Issue #977, opened 2017-03-24
Delete Comment Condition Should be Consensus


mvandeberg:
The restriction on only deleting posts without positive net_rshares should be a full consensus requirement.

https://github.com/steemit/steem/blob/master/libraries/chain/steem_evaluator.cpp#L373-#L375

PR #1113, opened 2017-05-16
Delete Comment Condition Should be Consensus

mvandeberg:
PR for #977


theoreticalbts:
Should really add a `TODO` to remove `is_producing()` from the conditional once the HF time has passed.

Issue #1052, opened 2017-04-18
Squareroot Curation Rewards Curve


mvandeberg:
The curation rewards curve should be changed to a square root function.

We need to decide how to handle curation rewards of posts prior to the hardfork. Because the actual hardfork time is flexible, I propose having two weight fields in the `comment_vote_object` and every vote on a comment for the week prior to the hardfork tracks both weights. Then, when the hardfork occurs, we can determine when the first comment paid out on the new curve was created and make a clean break at that particular time to optimize the implementation later.

This issue is a WIP while we are discussing the HF19 proposal [here](https://steemit.com/steemit/@steemitblog/proposing-steem-equality-0-19-0-as-the-next-fork).

Issue #1051, opened 2017-04-18
Linear Rewards Curve


mvandeberg:
Change the rewards curve to be `n` from `n^2`. We will need a "dummy" rewards fund object to track linear claims prior to the hardfork. This dummy reward fund track back to HF16.

This issue is a WIP while we are discussing the HF19 proposal [here](https://steemit.com/steemit/@steemitblog/proposing-steem-equality-0-19-0-as-the-next-fork).

PR #1120, opened 2017-05-18
Linear Rewards Curve

mvandeberg:
PR for #1051 and #1052


theoreticalbts:
In `process_comment_cashout`, looks like both branches of the `if` do the same calculation except for the denominator.  Let's just say something like:

```
fc::seconds decay_rate;
if( rfo.name == TEMP_LINEAR || has_hardfork(HF19) )
    decay_rate = DECAY_HF19;
else
    decay_rate = DECAY_HF17;
```

theoreticalbts:
The magic number `1` in `funds[ 1 ]` should be a `#define` constant to tell us which fund that is.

__REQUIRED WORK__.
Please return exactly the lines from the opening line of the data above through the line with "Squareroot Curation Rewards Curve", both included and nothing else.

__EXERCISE RESULT__.
Issue #977, opened 2017-03-24
Delete Comment Condition Should be Consensus


mvandeberg:
The restriction on only deleting posts without positive net_rshares should be a full consensus requirement.

https://github.com/steemit/steem/blob/master/libraries/chain/steem_evaluator.cpp#L373-#L375

PR #1113, opened 2017-05-16
Delete Comment Condition Should be Consensus

mvandeberg:
PR for #977


theoreticalbts:
Should really add a `TODO` to remove `is_producing()` from the conditional once the HF time has passed.

Issue #1052, opened 2017-04-18
Squareroot Curation Rewards Curve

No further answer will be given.